→ **Work task**: Every line below that holds the string "from" should be copied.

(Stored items)
==*==
PR #750, opened 2019-08-16
Change synchronizer API from unary to bidirectional streaming

yfei1:
This commit changed synchronizer.EvaluateProposals from using unary gRPC call to bidirectional streaming. See proposal #739 for the details.


internal/app/backend/synchronizer_client.go
```diff
@@ -21,6 +22,11 @@ type synchronizerClient struct {
 	m            sync.Mutex
 }
 
+type evaluateProposalsResult struct {
```
golangcibot: `evaluateProposalsResult` is unused (from `deadcode`)

internal/app/backend/synchronizer_client.go
```diff
@@ -21,6 +22,11 @@ type synchronizerClient struct {
...
+	results []*pb.Match
```
golangcibot: `results` is unused (from `structcheck`)

internal/app/backend/synchronizer_client.go
```diff
@@ -21,6 +22,11 @@ type synchronizerClient struct {
...
+	err     error
```
golangcibot: `err` is unused (from `structcheck`)

internal/app/backend/synchronizer_client.go
```diff
@@ -58,15 +59,35 @@ func (sc *synchronizerClient) evaluate(ctx context.Context, id string, proposals
...
-		Matches: proposals})
-	if err != nil {
-		return nil, err
+	if len(proposals) == 0 {
+		return proposals, nil
+	}
+
+	stream, err := sc.synchronizer.EvaluateProposals(ctx)
+	for _, proposal := range proposals {
+		if err = stream.Send(&ipb.EvaluateProposalsRequest{Id: id, Match: proposal}); err != nil {
```
sawagh: need to close stream? or just error out?

internal/app/backend/synchronizer_client.go
```diff
@@ -58,15 +59,35 @@ func (sc *synchronizerClient) evaluate(ctx context.Context, id string, proposals
...
+			return nil, err
+		}
+	}
+	if err = stream.CloseSend(); err != nil {
+		logger.Errorf("failed to close the send stream: %s", err.Error())
+	}
+
+	results := []*pb.Match{}
```
sawagh: I see you following a separate pattern on the Evaluate interface - of sending over a separate goroutine and receiver blocking - any reason for these different patterns? I guess in both places, we dont expect partial responses so serializing the stream send / receive better?

internal/app/synchronizer/synchronizer_service.go
```diff
@@ -82,17 +86,51 @@ func (s *synchronizerService) Register(ctx context.Context, req *ipb.RegisterReq
...
+	var proposals = []*pb.Match{}
+	for {
+		req, err := stream.Recv()
+		if err == io.EOF {
+			break
+		}
+		if err != nil {
+			return err
+		}
+		id = req.GetId()
```
sawagh: Could we just fetch the ID for the first proposal - and if the id ever changes, then we throw an error? Right now you ll pick the last one. It was not a failure scenario for non streaming solution - but for this one, we do expect all IDs to be the exact same and if they are not, rather fail than use the last one

internal/app/backend/synchronizer_client.go
yfei1: See the comment in the evaluator PR.
> I think the code is correct since it performed the required no-leakage actions.
> https://github.com/grpc/grpc-go/blob/6fb38bdee17208f9e2f933614eb6d9052095be22/stream.go#L129.

internal/app/backend/synchronizer_client.go
yfei1: Edited

internal/app/backend/synchronizer_client.go
sawagh: Ah so just handling the error ensures the resources are not leaked? ok.

internal/app/synchronizer/synchronizer_service.go
sawagh: I meant more like:
if req.GetId() == "" --> fail // Request cannot have empty id
if id == ""  --> id == req.GetId() // Fetching the id from first object as the id you care about
if id != req.GetId() --> error // making sure every other object has the same id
==*==
→ **Answer to the exercise**:
Change synchronizer API from unary to bidirectional streaming
This commit changed synchronizer.EvaluateProposals from using unary gRPC call to bidirectional streaming. See proposal #739 for the details.
golangcibot: `evaluateProposalsResult` is unused (from `deadcode`)
golangcibot: `results` is unused (from `structcheck`)
golangcibot: `err` is unused (from `structcheck`)
if id == ""  --> id == req.GetId() // Fetching the id from first object as the id you care about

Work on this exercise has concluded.